**Prompt:**
From the data below, copy exactly the lines that lie between the one holding "### Integration Name" and the one holding "### What did you do?", including both, and nothing more.

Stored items
________________
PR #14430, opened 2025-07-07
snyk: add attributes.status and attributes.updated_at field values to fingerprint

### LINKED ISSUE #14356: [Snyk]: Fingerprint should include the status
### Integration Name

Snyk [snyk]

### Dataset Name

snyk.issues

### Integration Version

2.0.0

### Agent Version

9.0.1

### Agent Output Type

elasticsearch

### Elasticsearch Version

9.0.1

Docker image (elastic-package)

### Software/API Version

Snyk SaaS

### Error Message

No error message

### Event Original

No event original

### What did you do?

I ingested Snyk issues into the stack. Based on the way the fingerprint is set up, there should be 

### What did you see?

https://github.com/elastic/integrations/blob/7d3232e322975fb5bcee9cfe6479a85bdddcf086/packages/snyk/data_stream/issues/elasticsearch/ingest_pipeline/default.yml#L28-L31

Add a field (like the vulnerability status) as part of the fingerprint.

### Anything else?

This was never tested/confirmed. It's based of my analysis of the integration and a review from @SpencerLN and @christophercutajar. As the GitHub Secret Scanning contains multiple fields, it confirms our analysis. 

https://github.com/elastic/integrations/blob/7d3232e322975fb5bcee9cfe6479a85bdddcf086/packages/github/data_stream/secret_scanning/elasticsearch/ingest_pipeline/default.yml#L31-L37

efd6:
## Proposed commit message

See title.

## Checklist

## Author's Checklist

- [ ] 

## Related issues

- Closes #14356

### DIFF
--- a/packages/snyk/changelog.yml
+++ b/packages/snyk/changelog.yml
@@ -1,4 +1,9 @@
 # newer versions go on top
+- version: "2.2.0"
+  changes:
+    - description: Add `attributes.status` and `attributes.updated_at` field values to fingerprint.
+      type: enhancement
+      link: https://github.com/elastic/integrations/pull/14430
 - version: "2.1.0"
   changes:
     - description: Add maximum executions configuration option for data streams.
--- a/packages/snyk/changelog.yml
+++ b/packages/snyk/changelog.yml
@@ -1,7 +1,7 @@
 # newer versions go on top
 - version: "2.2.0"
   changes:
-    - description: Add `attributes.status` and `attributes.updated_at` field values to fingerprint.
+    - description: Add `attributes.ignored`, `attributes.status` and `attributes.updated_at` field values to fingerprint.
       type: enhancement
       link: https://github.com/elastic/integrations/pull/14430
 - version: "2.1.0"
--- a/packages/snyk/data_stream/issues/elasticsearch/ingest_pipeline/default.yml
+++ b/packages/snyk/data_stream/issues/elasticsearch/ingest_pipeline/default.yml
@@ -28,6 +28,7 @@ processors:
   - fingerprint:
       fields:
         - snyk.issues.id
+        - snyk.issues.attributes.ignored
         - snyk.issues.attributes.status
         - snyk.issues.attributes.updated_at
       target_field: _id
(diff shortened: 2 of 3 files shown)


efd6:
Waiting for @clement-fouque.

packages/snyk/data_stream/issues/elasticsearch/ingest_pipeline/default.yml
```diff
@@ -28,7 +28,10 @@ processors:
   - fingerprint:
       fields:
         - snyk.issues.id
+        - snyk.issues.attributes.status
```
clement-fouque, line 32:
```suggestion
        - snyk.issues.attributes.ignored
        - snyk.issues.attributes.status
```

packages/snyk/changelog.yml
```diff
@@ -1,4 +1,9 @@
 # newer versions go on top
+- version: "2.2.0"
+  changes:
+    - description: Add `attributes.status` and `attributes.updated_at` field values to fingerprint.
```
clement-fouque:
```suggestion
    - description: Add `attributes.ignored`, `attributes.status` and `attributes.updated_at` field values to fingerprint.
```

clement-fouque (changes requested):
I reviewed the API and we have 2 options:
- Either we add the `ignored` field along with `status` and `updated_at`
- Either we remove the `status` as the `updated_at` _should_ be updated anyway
________________
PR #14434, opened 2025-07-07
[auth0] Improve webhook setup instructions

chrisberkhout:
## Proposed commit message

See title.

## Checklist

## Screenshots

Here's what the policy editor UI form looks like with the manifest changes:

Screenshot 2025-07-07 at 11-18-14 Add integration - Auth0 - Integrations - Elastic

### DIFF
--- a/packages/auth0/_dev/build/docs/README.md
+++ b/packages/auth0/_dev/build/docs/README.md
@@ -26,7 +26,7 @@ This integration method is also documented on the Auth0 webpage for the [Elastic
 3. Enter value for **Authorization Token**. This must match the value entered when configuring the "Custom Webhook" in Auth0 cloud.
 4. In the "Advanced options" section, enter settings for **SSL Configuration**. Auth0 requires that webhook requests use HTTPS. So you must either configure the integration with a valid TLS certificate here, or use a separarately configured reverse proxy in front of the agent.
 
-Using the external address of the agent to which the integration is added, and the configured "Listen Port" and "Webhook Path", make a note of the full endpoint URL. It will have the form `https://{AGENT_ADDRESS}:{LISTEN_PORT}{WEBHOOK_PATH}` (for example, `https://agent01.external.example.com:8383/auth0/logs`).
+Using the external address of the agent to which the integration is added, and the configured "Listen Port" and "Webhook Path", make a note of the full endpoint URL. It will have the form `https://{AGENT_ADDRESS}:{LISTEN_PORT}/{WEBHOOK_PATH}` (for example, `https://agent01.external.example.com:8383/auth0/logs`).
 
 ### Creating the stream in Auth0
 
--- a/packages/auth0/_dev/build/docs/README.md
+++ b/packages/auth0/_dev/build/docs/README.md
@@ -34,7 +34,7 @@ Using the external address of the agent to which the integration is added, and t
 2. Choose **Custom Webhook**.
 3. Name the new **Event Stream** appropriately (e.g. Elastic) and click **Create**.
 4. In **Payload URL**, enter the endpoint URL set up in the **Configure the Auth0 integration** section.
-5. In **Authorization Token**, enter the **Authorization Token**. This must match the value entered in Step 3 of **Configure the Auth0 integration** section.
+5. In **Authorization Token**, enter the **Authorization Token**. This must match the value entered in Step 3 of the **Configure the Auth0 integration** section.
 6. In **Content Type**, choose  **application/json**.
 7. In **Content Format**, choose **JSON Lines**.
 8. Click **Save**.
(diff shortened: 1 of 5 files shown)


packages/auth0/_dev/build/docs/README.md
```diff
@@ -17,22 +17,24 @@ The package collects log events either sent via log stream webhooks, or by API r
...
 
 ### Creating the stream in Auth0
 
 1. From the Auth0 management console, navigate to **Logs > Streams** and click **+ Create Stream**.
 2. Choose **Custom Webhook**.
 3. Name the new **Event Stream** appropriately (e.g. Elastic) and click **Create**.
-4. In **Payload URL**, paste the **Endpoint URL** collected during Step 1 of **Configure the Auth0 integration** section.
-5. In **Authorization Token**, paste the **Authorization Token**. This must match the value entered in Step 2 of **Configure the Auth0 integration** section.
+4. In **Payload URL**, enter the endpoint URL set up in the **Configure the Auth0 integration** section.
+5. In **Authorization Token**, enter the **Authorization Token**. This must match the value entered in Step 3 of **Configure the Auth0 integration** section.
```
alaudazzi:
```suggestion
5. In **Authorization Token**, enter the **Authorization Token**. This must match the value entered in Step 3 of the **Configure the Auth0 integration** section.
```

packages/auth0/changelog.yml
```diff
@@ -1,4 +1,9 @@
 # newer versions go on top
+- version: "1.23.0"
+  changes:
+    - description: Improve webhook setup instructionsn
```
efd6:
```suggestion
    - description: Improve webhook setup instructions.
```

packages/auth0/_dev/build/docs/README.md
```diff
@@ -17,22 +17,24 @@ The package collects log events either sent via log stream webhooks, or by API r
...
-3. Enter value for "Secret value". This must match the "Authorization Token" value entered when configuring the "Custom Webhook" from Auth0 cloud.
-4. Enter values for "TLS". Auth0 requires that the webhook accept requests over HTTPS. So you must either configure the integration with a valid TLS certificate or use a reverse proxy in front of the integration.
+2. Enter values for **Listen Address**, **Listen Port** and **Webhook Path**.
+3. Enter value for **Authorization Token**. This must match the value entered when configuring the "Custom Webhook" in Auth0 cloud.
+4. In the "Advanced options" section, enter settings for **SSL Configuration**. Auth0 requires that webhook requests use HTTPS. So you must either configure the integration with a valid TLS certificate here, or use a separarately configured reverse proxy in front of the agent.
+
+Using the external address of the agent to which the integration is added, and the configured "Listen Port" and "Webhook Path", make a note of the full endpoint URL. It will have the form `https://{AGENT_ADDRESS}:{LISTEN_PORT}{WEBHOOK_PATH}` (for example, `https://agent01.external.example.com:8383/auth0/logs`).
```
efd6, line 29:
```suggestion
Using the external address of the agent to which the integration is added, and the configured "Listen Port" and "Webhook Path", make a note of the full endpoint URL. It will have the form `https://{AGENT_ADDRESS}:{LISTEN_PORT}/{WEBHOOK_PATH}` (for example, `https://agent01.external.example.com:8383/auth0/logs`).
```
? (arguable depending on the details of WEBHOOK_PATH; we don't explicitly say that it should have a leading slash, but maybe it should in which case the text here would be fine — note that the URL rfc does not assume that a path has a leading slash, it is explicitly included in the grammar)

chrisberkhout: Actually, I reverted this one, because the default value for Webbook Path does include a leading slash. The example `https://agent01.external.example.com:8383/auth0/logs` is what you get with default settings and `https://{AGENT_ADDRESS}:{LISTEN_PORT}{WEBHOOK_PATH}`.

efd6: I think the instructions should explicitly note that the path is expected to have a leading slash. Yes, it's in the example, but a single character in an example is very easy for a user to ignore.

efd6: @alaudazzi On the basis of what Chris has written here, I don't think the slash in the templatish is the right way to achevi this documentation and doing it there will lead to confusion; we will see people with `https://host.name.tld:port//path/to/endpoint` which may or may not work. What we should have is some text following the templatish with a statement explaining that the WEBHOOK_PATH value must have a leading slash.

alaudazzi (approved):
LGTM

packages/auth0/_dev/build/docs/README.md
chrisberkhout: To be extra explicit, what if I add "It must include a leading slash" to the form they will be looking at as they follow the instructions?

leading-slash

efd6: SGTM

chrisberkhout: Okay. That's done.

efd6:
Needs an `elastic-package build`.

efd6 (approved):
________________
**Your response:**
### Integration Name

Snyk [snyk]

### Dataset Name

snyk.issues

### Integration Version

2.0.0

### Agent Version

9.0.1

### Agent Output Type

elasticsearch

### Elasticsearch Version

9.0.1

Docker image (elastic-package)

### Software/API Version

Snyk SaaS

### Error Message

No error message

### Event Original

No event original

### What did you do?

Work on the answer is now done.